2. The kafka topic from which the data needs to be consumed needs to be set.
3. The object of the above created function **connect_kafka_consumer()** needs to be created.
4. A dictionary `count_dict` needs to be initialized an anther counter variable `i` would be created.
5. We would need to loop through the the messages that would be consumed by the kafka consumer. In the loop we would be doing the following:
    * The key for thr `count_dict` dictionary would be the entire coordinate string i.e. the latitude and the longitude.
    * If the key would be present in the dictionary then we would add 1 to the counter in the dictionary.
    * If the key would not be sent then the list would be created with the counter variable initialized to 1 and the sensor name would also be set.
    * Using the overall counter variable  `i` created before we can only refresh the map periodically when the counter gets 20 new messages.
6. Next inside the loop in point (5) we would need to again loop on the `count_dict` created. From the keys of the dictionary we can extract the latitude and longitude values by splitting the string with **','**. Also the values of the dictionary would contain the count(of records having pedestrian count > 2000) and the sensor name which would be used to create a tooltip.
7. Next we need to create a circle marker to show the locations. The radius would change as per the count. After creating the object it can be displayed using the **display()** function and then create a delay (using the sleep function) for 5 seconds.

In [4]:
# Create a map object with Melbournes coordinates with zoom = 15 so that
#one can see it properly
melb_map = folium.Map(location = [-37.8136, 144.9631], zoom_start = 15)

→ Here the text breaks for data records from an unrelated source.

PR #1023, opened 2026-09-10
Support multi-level nested documents in OBJECT field type (PR1: indexing)

aprudhomme:
I am trying to clean up nested documents and add support for multiple nested levels. This is being done in steps on the `development` branch.

----

Replace createChildDocument with createChildDocumentBlock in ObjectFieldDef so that inner OBJECT fields with nestedDoc=true produce their own Lucene child documents instead of being flattened into the parent's child document. Inner children are prepended before their parent in the block, satisfying Lucene's block-join ordering invariant at every nesting depth.

Replace addGlobalNestedDocumentOffsets with addNestedDocumentOffsets in AddDocumentHandler. The new algorithm processes the child-document list right-to-left and assigns each doc an offset pointing to its immediate parent (keyed by _nested_path) rather than always pointing to the root document. Single-level nesting produces identical offsets to the previous implementation.

### DIFF
--- a/src/main/java/com/yelp/nrtsearch/server/field/ObjectFieldDef.java
+++ b/src/main/java/com/yelp/nrtsearch/server/field/ObjectFieldDef.java
@@ -95,32 +95,85 @@ public class ObjectFieldDef extends IndexableFieldDef<Struct> {
       List<Map<String, Object>> fieldValueMaps = new ArrayList<>();
       fieldValues.stream().map(e -> GSON.fromJson(e, Map.class)).forEach(fieldValueMaps::add);
 
-      int totalDocs = fieldValueMaps.size();
-      List<Document> childDocuments = new ArrayList<>(totalDocs);
-
+      List<Document> allDocuments = new ArrayList<>();
       for (Map<String, Object> fieldValueMap : fieldValueMaps) {
-        childDocuments.add(createChildDocument(fieldValueMap, facetHierarchyPaths));
+        allDocuments.addAll(createChildDocumentBlock(fieldValueMap, facetHierarchyPaths));
       }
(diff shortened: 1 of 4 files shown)


dhruva-r (approved):
Overall lgtm, what is the plan for the other PRs ?

src/main/java/com/yelp/nrtsearch/server/field/ObjectFieldDef.java
```diff
@@ -95,32 +95,85 @@ public void parseFieldWithChildren(
...
+      if (childField.getValue() instanceof ObjectFieldDef childObjectDef
+          && childObjectDef.isNestedDoc()) {
+        // Inner nested OBJECT: recursively create child document blocks
+        List<Map<String, Object>> innerValues = new ArrayList<>();
+        if (rawValue instanceof Map) {
+          innerValues.add((Map<String, Object>) rawValue);
+        } else if (rawValue instanceof List) {
+          innerValues.addAll((List<Map<String, Object>>) rawValue);
+        } else {
+          throw new IllegalArgumentException("Invalid data");
```
sarthakn7: Should this error be more descriptive?
```suggestion
         throw new IllegalArgumentException(
      "Expected Map or List for field '" + key + "', got: " + rawValue.getClass().getName());
```

aprudhomme:
> Overall lgtm, what is the plan for the other PRs ?

There are two intended follow up PRs:
- Makes NestedQuery and InnerHit work correctly for inner nested levels
- Verifies _PARENT., _CHILDREN., and KNN work correctly; documents known limitations

sarthakn7 (approved):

# Kafka topic from which the data needs to be consumed
kafka_topic = 'final_joined_df'

# Creating the consumer object
consumer = connect_kafka_consumer(kafka_topic)

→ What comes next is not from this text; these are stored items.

PR #4554, opened 2017-03-01
Ability to set "privileged" flag (boolean) from environment var

snowsky:
Signed-off-by: Hao Wang <hao.1.wang@gmail.com>


snowsky:
ping

shin-:
Should be fixed by #5291

PR #4555, opened 2017-03-02

kbh2o:
This replaces #4466 since I messed up when squashing commits.  


jakubsacha:
@kbh2o thanks for doing it!

PR #3723, opened 2016-07-12
add memory-reservation support

yank1:
The docker 1.12 would support memory-reservation.
It's very important production feature.

@aanand it's OK now
Ref #3712

PR #4563, opened 2017-03-03
Add mem_reservation option to service config in 2.0 and 2.1 formats

shin-:
Replaces #3723 
Implements #3712


AlexeyRokhin:
compose/config/config.py misses comma after mem_limit

PR #4564, opened 2017-03-03
support --build-arg for build command

shin-:
Rebased #3837 
Implements #3790

### DIFF
--- a/compose/cli/main.py
+++ b/compose/cli/main.py
@@ -209,18 +209,26 @@ class TopLevelCommand(object):
         e.g. `composetest_db`. If you change a service's `Dockerfile` or the
         contents of its build directory, you can run `docker-compose build` to rebuild it.
 
-        Usage: build [options] [SERVICE...]
+        Usage: build [options] [--build-arg key=val...] [SERVICE...]
 
         Options:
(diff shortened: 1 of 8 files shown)


compose/cli/main.py
```diff
@@ -209,18 +209,26 @@ def build(self, options):
...
+            --force-rm              Always remove intermediate containers.
+            --no-cache              Do not use cache when building the image.
+            --pull                  Always attempt to pull a newer version of the image.
+            --build-arg key=val     Set build-time variables for one service.
         """
+        service_names = options['SERVICE']
+        build_args = options.get('--build-arg', None)
+
+        if not service_names and build_args:
+            raise UserError("Need service name for --build-arg option")
```
artagnon: Why do this? If the user doesn't specify a service, apply it to all services; the Dockerfile for a service can choose to ignore the argument entirely, so there's no problem (builds used to fail for unconsumed arguments, but that's no longer the case).

yairkukielka: Another alternative is a way to specify for what service the build-arg is for, even if you want to build all the services

davewood:
sorry for digging this up.

does that mean if i pass --build-arg i cannot build all services at once anymore?

PR #4586, opened 2017-03-08
Add bash completion for `run --volume`

albers:
Bash completion for #4566.


shin-:
Thank you!

PR #4587, opened 2017-03-08
Fix bash completion for `docker-compose images`

albers:
Amends #4561.
Bash completion for the images command was missing:

    docker-compose i<tab>

Also changes formatting to use tabs instead of spaces.

Ping @sdurrheimer for zsh completion: new command `images`


shin-:
Thanks! :)

PR #4592, opened 2017-03-09
Add bash completion for `docker-compose rm --stop`

albers:
Bash completion for #4040.

If `--stop` was given on the command line, all services are completed. Else, (as before this change) only stopped services are completed.
We have the same logic for `docker rm --force`.


shin-:
Thank you!

PR #4605, opened 2017-03-11
Ensure network config matches remote for all properties

### LINKED ISSUE #4600: Network config not applied when docker-compose.yml changes
When configuration changes in the `networks` block of the docker-compose.yml it looks like docker doesn't recreate the network and apply the latest change.

Eg. running `docker-compose up` with the following docker-compose.yml
```
version: '3'

services:
  web:
    image: nginx:alpine
    ports:
      - 80
      - 443
    networks:
      secret_network:

networks:
  secret_network:
```

results in `docker ps` showing that the ports are correctly exposed
```
CONTAINER ID        IMAGE               COMMAND                  CREATED             STATUS              PORTS                                           NAMES
f438fcb53922        nginx:alpine        "nginx -g 'daemon ..."   5 seconds ago       Up 4 seconds        0.0.0.0:32805->80/tcp, 0.0.0.0:32804->443/tcp   insightinformatics_web_1
```

However, if we change the docker-compose.yml to the following and run `docker-compose up` again
```
version: '3'

services:
  web:
    image: nginx:alpine
    ports:
      - 80
      - 443
    networks:
      secret_network:

networks:
  secret_network:
    internal: true    # oops, forgot this!
```

then `docker ps` shows that the ports are still exposed when they should no longer be
```
CONTAINER ID        IMAGE               COMMAND                  CREATED             STATUS              PORTS                                           NAMES
f438fcb53922        nginx:alpine        "nginx -g 'daemon ..."   2 minutes ago       Up 7 seconds        0.0.0.0:32807->80/tcp, 0.0.0.0:32806->443/tcp   insightinformatics_web_1
```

# Intializing the dictionary
count_dict = {}

# Intializing the overall conuter variable
i = 0

# Looping through the data
for message in consumer:
    
    # Getting the coordinates as a string
    coordinate = ",".join(message.value.split(',')[0:2])
    
    # Populating the dictionary
    if coordinate in count_dict:
        count_dict[coordinate][0] += 1
    else:
        sensor_name = sensor_dict[int(message.value.split(',')[2])]
        count_dict[coordinate] = [1, sensor_name]
    
    # Incrementing the overall counter variable
    i += 1
    
    # Checking to see of there are 20 new messages or not
    if i % 20 == 0:
        
        # Clearing the earlier map display to refresh
        clear_output()
      
        # Looping through the dictionary count_dict
        for coordinates_key, coordinates_val in count_dict.items():
            
            # Getting the lats and longs from the key
            lat = coordinates_key.split(',')[0]
            lng = coordinates_key.split(',')[1]
            
            # Creating the tooltip
            tooltip_text = "Sensor Name: {}<br> Latitude: {}<br> Longitude: {}<br> Count(>2000): {}"
            tooltip_text = tooltip_text.format(
                      coordinates_val[1],
                      lat,
                      lng,
                      coordinates_val[0]
                      )
            
            # Creating the folium circle marker and adding it to the map
            folium.Circle(location=[lat,lng], radius = 2 * coordinates_val[0],
                          fill = True, color = 'red', fill_color = 'green',
                          tooltip = tooltip_text).add_to(melb_map)
        
        # Displaying the map
        display(melb_map)
        
        # Creating the delay of 5 seconds
        sleep(5)

## Conclusion <a class="anchor" name="con"></a>

From the above visulization we can conclude the sensors on the Flinders railway line are the ones which have the maximum count of records where the pedestrian count has been predicted to be greater than 2000. Therefore, it is recommended that the performers try to perform there.